A device that renders objects truly invisible may be commonplace within the next few decades.

To visualize how the radiation bends around the device, think about the way a river flows around a boulder. Because the water quickly wraps around the boulder, the rock is undetectable downstream. Similarly, metamaterials can continuously alter and bend the path of microwaves so that they flow around a cylinder, for example, essentially making everything inside the cylinder invisible to microwaves [see illustration below].

invisible cloaking

Two versions of a cloaking device created by Duke University engineers, using metamaterials, that makes invisibility possible at microwave frequencies. Each is one centimeter high and about ten inches across. Tiny electric circuits embedded in their concentric rings bend the path of microwave radiation in such a way that the electromagnetic waves flow around the cloaking device, making both it and an object placed in the center undetectable.

Duke University Photography

In general, the internal structures implanted inside such a metamaterial must be smaller than the wavelength of the radiation to be redirected. For example, for a metamaterial to bend the path of microwaves with a wavelength of three centimeters, it must have tiny implants embedded in it that are smaller than three centimeters. But to make an object invisible to green light, with a wavelength of 500 nanometers (nm), the metamaterial must have structures embedded within it that are only about 50 nm long. (One nanometer is a billionth of a meter in length. Approximately five atoms fit within a single nanometer.) Building such atomic-scale structures requires advanced nanotechnology at the very limits of modern engineering. Pushing those limits is perhaps the key problem engineers face in their attempts to create a true invisibility cloak.

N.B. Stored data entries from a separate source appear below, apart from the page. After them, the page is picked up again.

PR #605, opened 2026-09-08
fix(archives): bound extraction to free space and declared size

### LINKED ISSUE #479: security(archives): extraction has no size, ratio, or entry-count limits (zip bomb)
### Strata version

`main` / skills-branch review (source review; extraction path present in current tree)

### Installation method

Built from source

N/A (source / design review; affects Extract here / Extract to…)

### What happened?

**Severity: Medium** (confirmed in security review)

Archive extraction writes decompressed bytes until EOF with **no cap** on:

- total uncompressed size
- compression ratio
- free space at the destination
- entry count (count is used for progress only)

A small malicious archive (“zip bomb”) extracted via **Extract here** / **Extract to…** can expand until the disk is full — local resource-exhaustion DoS.

Affected helpers share `copy_with_big_buf` (~`src/adapters/local_operations.rs:3655`), used by zip / tar / 7z extract paths.

### Steps to reproduce

1. Obtain or craft a highly compressible archive that expands to a very large size (or many entries).
2. In Strata, use **Extract here** or **Extract to…** on that archive.
3. Observe extraction continuing without aborting on size / ratio / free-space / entry limits until disk pressure or failure.

### Expected behavior

- Track cumulative uncompressed bytes across entries and abort past a ceiling (fixed max and/or a multiple of free space from `statvfs` at the destination).
- Optionally cap entry count and reject extreme compression ratios.

### Screenshots or video

Source review evidence (security-review skill, agent `bc-295dd478-2da2-477b-9f81-d852102b7138`):

```rust
// copy_with_big_buf loop — total counted for progress, never bounded
loop {
    ...
    total += n as u64;
}
```

Used by `extract_zip_from_archive`, `extract_tar`, `extract_7z_from_reader`.

Note: path traversal / symlink recreation in archives was reviewed separately and found hardened; this issue is specifically **resource exhaustion**, not path escape.

### Additional context

- Finding ID from review: **VULN-002**
- Confidence: High

wmfeht:
## Description

Archive extraction previously copied decompressed bytes until EOF with no check against destination free space or the uncompressed size the archive claimed. A small malicious archive could expand until the disk was full ([#479](https://github.com/lgse/strata/issues/479)).

After looking at how other file managers handle this, they generally do **not** guard against zip-bomb attacks beyond letting the user cancel, or verifying that the bytes actually extracted match what the archive header claims. This change follows that model rather than adding ratio or entry-count caps.

Extraction now:

- Queries unprivileged free space with `fstatvfs` on the pinned destination root and refuses a claimed total that would not fit
- Copies at most the declared uncompressed size and remaining free space, then fails if the stream overruns or undershoots the header
- Preflights ZIP and 7z from the advertised archive total so an oversized archive is refused before any member is written
- Checks TAR members as they arrive, so extraction stops at the free-space boundary and members already written stay in place
- Skips the free-space checks on filesystems that report no capacity (`f_blocks == 0`, including some FUSE mounts), while still enforcing the declared-size match

The `zip` crate only bounds compressed input, not inflated output, so a ZIP member that lies about its size is stopped by that match. Highly compressible archives whose headers are truthful still extract in full; cancellation continues to work as before.

## Visual evidence

N/A — this is extract-path hardening, not a layout change. Failures use the existing extract error path.

## How to test

1. Extract a normal ZIP, tar/tar.gz, and 7z with **Extract here** / **Extract to…**. Contents should extract as before.
2. Extract a highly compressible but truthful archive (for example a large file of zeros). It should complete; there is no ratio cap.
3. Cancel mid-extract and confirm the current member is removed when possible and remaining members are reported as not attempted.
4. Optional: extract onto a nearly full volume, or a ZIP whose uncompressed-size header has been patched smaller than the payload. Extraction should fail with a declared-size or free-space error instead of filling the disk.

Unit coverage is in `extraction/tests.rs` (preflight, remaining space, overflow, shortfall, unreported capacity) and `decoders/tests.rs` (ZIP members that lie about size, highly compressible ZIP/7z/tar.gz still extracting).

**Expected result:** Legitimate archives extract. Archives that claim more than free space, or whose members do not match their declared size, fail closed without leaving the overflowing member on disk. The user can still cancel.

## Related issue

Closes #479


wmfeht:
Local verification on `753dfd9` (`fix/479-prevent-zip-bombs`):

- `./scripts/check.sh` passed (fmt, check, clippy `-D warnings`, tests, cargo-deny, typos)
  - `cargo test --all-targets --all-features`: 1090 passed, 20 ignored, 0 failed
  - cargo-deny: advisories / bans / licenses / sources ok
- `./scripts/e2e.sh` passed: **707 passed** in 172.30s (12 workers)

Host toolchain: rustc 1.98.0

l0gicgate:
Merged the latest main and completed the extraction review. Removed redundant comments and doc comments while retaining the pinned-root safety, filesystem compatibility, sequential-format, and extra-byte-probe rationale. No functional blockers found. The isolated local quality and E2E suites passed. No UI changes or separate manual GUI verification were made; visual evidence is not applicable.

ogarza (approved):

l0gicgate:
Review verdict: **ready to merge; no blocking issues found.**

Extraction enforces declared member sizes and the destination’s initial free-space budget. Oversized or truncated members fail with partial-file cleanup, while truthful highly compressed archives remain supported. Coverage includes dishonest ZIP headers, capacity limits, size mismatches, and filesystems that do not report capacity.

I merged current main and removed redundant comments; no functional fixes were needed.

Scope limitation: this is not comprehensive zip-bomb protection. There are no ratio or entry-count caps, and the initial free-space snapshot does not account for concurrent writes, block rounding, or inode exhaustion. This matches the documented scope.

Local quality passed (1,150 tests passed, 20 ignored), E2E passed (655 tests), and GitHub checks are green at e6ea2c9. No separate manual GUI verification was performed. No UI changes were made; visual evidence is not applicable.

The rac is on—just as it is in the computer-chip industry—to use nanotechnology to achieve better performance at smaller scales. Ever since the announcement that metamaterials have been fabricated in the laboratory, there has been a stampede of activity in this area, with new insights and startling breakthroughs coming every few months. And the goal is to create metamaterials that can bend visible light, not just microwaves.

Advances made in the semiconductor industry have spurred the creation of new metamaterials. A technique called “optical lithography” enables engineers to place hundreds of millions of tiny transistors onto a silicon wafer no bigger than your thumbnail. Scientists use ultraviolet radiation to “etch” tinier and tinier components onto a silicon chip. At present, the smallest components that one can create with this etching process are about 30 nm (or about 150 atoms) across. With the etching technology, a group of scientists created the first metamaterial that operates in the visible range of light: scientists in Germany and at the U.S. Department of Energy (DOE) announced in late 2006 that, for the first time in history, they had fabricated a metamaterial that worked for red light. How did they achieve the “impossible”? Physicist Costas M. Soukoulis of the DOE’s Ames Laboratory in Iowa joined forces with Gunnar Dolling and Martin Wegener of the University of Karlsruhe and Stefan Linden of the Karlsruhe Research Institute in Germany. They started with a glass sheet, and then deposited a thin coating of silver, followed by magnesium fluoride and another layer of silver, forming a fluoride “sandwich” that was only 100 nm thick. Next, using standard etching techniques, they made a large array of microscopic square holes, 100 nm wide, in the sandwich to create a grid pattern resembling a fishnet. Then they passed a red light beam with a wavelength of 780 nm through the material and measured its refractive index, which was -0.6. (Previously, the smallest wavelength of radiation bent by a metamaterial was 1,400 nm, which put it outside the visible light spectrum, in the range of infrared.)

Physicists foresee many applications of this invisibility technology. Metamaterials “may one day lead to the development of a type of flat superlens that operates in the visible spectrum,” says Soukoulis. “Such a lens would offer superior resolution over conventional technology, capturing details much smaller than one wavelength of light.” Breakthrough applications of such a “superlens” would include the photographing of microscopic objects, such as the inside of a living human cell, with unparalleled clarity; it could make possible the early diagnosis of diseases in a developing baby inside the womb. Ideally, one would be able to take photographs of a DNA molecule without having to use clumsy X-ray crystallography.

So far, Soukoulis’s group has only been able to manipulate red light. The next step would be to create a metamaterial that would bend red light entirely around an object, rendering it invisible to that light.